Kendra shrugged. “I don’t have any right to criticize. I don’t always work and play well with others.”
“That occurred to me. In any case, they’ve each spent years wanting to catch this guy. Some of them have been in almost constant touch with the victims’ families, promising that the case hasn’t dropped off their radar. It’s personal to them.”
“Good. It should be.”
“Oh, and there’s another thing they have in common.”
“What’s that?”
“They’re extremely interested in meeting you.”
The elevator doors opened on the fourth floor.
She frowned. “Me?”
Metcalf followed her into the corridor. “Of course. You’ve become a key part of this case. The minute Griffin told them about Zachary’s message to Olivia, you could see their eyes light up and their heads lift as if sniffing prey. Something about you attracted the attention of this killer. Those investigators want to know everything about you.” Metcalf pointed to a freestanding bulletin board near the entrance of the war room where two assistants were working.
To her horror Kendra realized that the assistants were in the process of putting up photos of her and her previous cases.
Metcalf nodded. “Griffin gave you your own bulletin board. If that doesn’t make you feel important, nothing will.”
“It doesn’t make me feel important,” she said tightly. “It makes me feel like a piece of meat at the butcher shop. Or maybe one of the victims in their case histories.”
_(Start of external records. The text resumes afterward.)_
PR #5478, opened 2024-10-02
Fix RenderInRenderTarget

### LINKED ISSUE #5476: RenderInRenderTarget doesn't restore state properly
So there's render target and bound render target. RenderInRenderTarget restores both fields to the boundrendertarget (via BindTargetFull) which means if you had an existing rendertarget it would get bulldozed.

AFAIK the only area this has ever been an issue was when I added an overlay draw into the lighting drawing. I got a fix in the works unless it gets fixed on master before then.

metalgearsloth:
See the linked issue for what happens.

Fixed https://github.com/space-wizards/RobustToolbox/issues/5476

### DIFF
--- a/Robust.Client/Graphics/Clyde/Clyde.HLR.cs
+++ b/Robust.Client/Graphics/Clyde/Clyde.HLR.cs
@@ -452,6 +452,7 @@ namespace Robust.Client.Graphics.Clyde
 
             FenceRenderTarget(rt);
 
+            _currentRenderTarget = oldRenderTarget;
             PopRenderStateFull(state);
             _updateUniformConstants(_currentRenderTarget.Size);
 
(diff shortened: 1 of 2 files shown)


Robust.Client/Graphics/Clyde/Clyde.HLR.cs
```diff
@@ -447,11 +452,20 @@ private void RenderInRenderTarget(RenderTargetBase rt, Action a, Color? clearCol
...
             SetScissorFull(oldScissor);
             _currentMatrixModel = oldTransform;
+
+            DebugTools.Assert(_currentMatrixModel.Equals(oldTransform));
+            DebugTools.Assert(_currentScissorState.Equals(oldScissor));
+            DebugTools.Assert(_currentMatrixProj.Equals(oldMatrixProj));
+            DebugTools.Assert(oldMatrixView.Equals(_currentMatrixView));
+            DebugTools.Assert(oldRenderTarget.Equals(_currentRenderTarget));
+            DebugTools.Assert(oldBoundTarget.Equals(_currentBoundRenderTarget));
+            DebugTools.Assert(oldShader.Equals(_queuedShaderInstance));
```
amylizzle, line 468: OD breaks on this assert. Idk if that means we're doing it wrong.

“Oops.” Metcalf added soothingly, “It’s just a way to efficiently display a potential asset, Kendra. If it wasn’t you he’d targeted, you know you’d want to have the most thorough information available.”
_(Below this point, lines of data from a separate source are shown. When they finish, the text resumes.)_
PR #5479, opened 2024-10-04
feat: DrawingHandleScreen now can draw segment of bagel

Fildrance:
To create better UX for radial menu it is required to draw background for radial sectors - added feature for DrawingHandleScreen to do exactly that. To give code more usages also added parameter to draw non-filled segment - it can work as borders.

Sample of what can be done using this changes is in following attachment:

https://github.com/user-attachments/assets/5ddae535-08df-4730-b089-6131956eb2a2

### DIFF
--- a/RELEASE-NOTES.md
+++ b/RELEASE-NOTES.md
@@ -42,6 +42,7 @@ END TEMPLATE-->
 * `RequiredMemberAttribute` and `SetsRequiredMembersAttribute` have been added to the sandbox whitelist. I.e., you can now use the `required` keyword in client/shared code.
 * Added `LineEdit.SelectAllOnFocus`.
 * ``Gametitle``,``WindowIconSet`` and ``SplashLogo`` are exposed in IGameController. These will return said information set game options or whatever is set in manifest.yml.
+* Added virtual 'Control.IsPositionInside' method for customizing logic of detecting if mouse is inside control region
 
 ### Bugfixes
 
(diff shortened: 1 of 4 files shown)


Fildrance:
Forgot about changelog, gonna add it :(

Fildrance:
Done : )

PJB3005:
Isn't this use case already covered by `HasPoint`? The `PixelRect` check is only if `RectClipContent` is set, and that's *intended* to be a rough-pass optimization only.

Fildrance:
> Isn't this use case already covered by `HasPoint`? The `PixelRect` check is only if `RectClipContent` is set, and that's _intended_ to be a rough-pass optimization only.

Ye sorry it looks like it works with HasPoint. Wierd. I'll repurpose this PR for part that renders bagle segment!

Fildrance:
Sample of how it looks with 'filled = false'
image

PJB3005:
This feels specific enough to just be in content instead.

And please don't re-use PRs like this, make a new one if you must.

Fildrance:
> This feels specific enough to just be in content instead.
> 
> And please don't re-use PRs like this, make a new one if you must.

i will not be able to use stack alloc in Content.Client

PJB3005:
Pre-allocate the buffer, it's a highly specific call it's really not that big of a deal.

Fildrance:
ok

She realized he was right, but it didn’t make her feel any better about Griffin using her more as a piece of evidence than an investigator.
Shake it off. Today was going to be difficult enough and she didn’t need to start out with a chip on her shoulder.
Kendra stopped as she spotted Griffin across the room, waving a remote in his hand as he delivered projected PowerPoint slides to a small group. “That’s the dream team?”
“Yep.”
“Tell me about them.”
“Now?”
“Yes. I’d like to know something about them before we meet. Fill me in.”
“Well, Griffin already told you about Richard Gale. That’s the tall guy with the bushy eyebrows. He’s with the Bureau in New York City. Griffin wasn’t kidding when he said Gale wasn’t a people person. He’s managed to insult just about everyone here already.”
“Including you?”
Metcalf ran his hands through his thick, somewhat unruly hair. “Oh, yeah. He thought my hair style showed a flaw in my character, a lack of precision.”
“Hmm. He may have a point there.”
“Nice. The guy standing next to him, the thin one with the curly hair? That’s Edward Roscoe, he’s a homicide detective with the LAPD. He’s laid-back and kind of quiet. He cracked the Echo Park murders in LA a few years back.”
Kendra nodded. “I remember that … Wasn’t there a movie?”
“Yeah, a really crappy one. Roscoe was played by Matthew McConaughey.”
“Interesting.”
“Not to McConaughey. He still trash-talks the movie on talk shows.”
“Yeah? And who’s the older man with the buzz cut?”
“That’s Arnold Huston, Washington, D.C., homicide. Old school all the way. I offered him a desk with an Ethernet port, and he told me he hates computers. But he’s great at witness interviews. Huston can pull more out of a witness than just about anyone. People like and trust him.”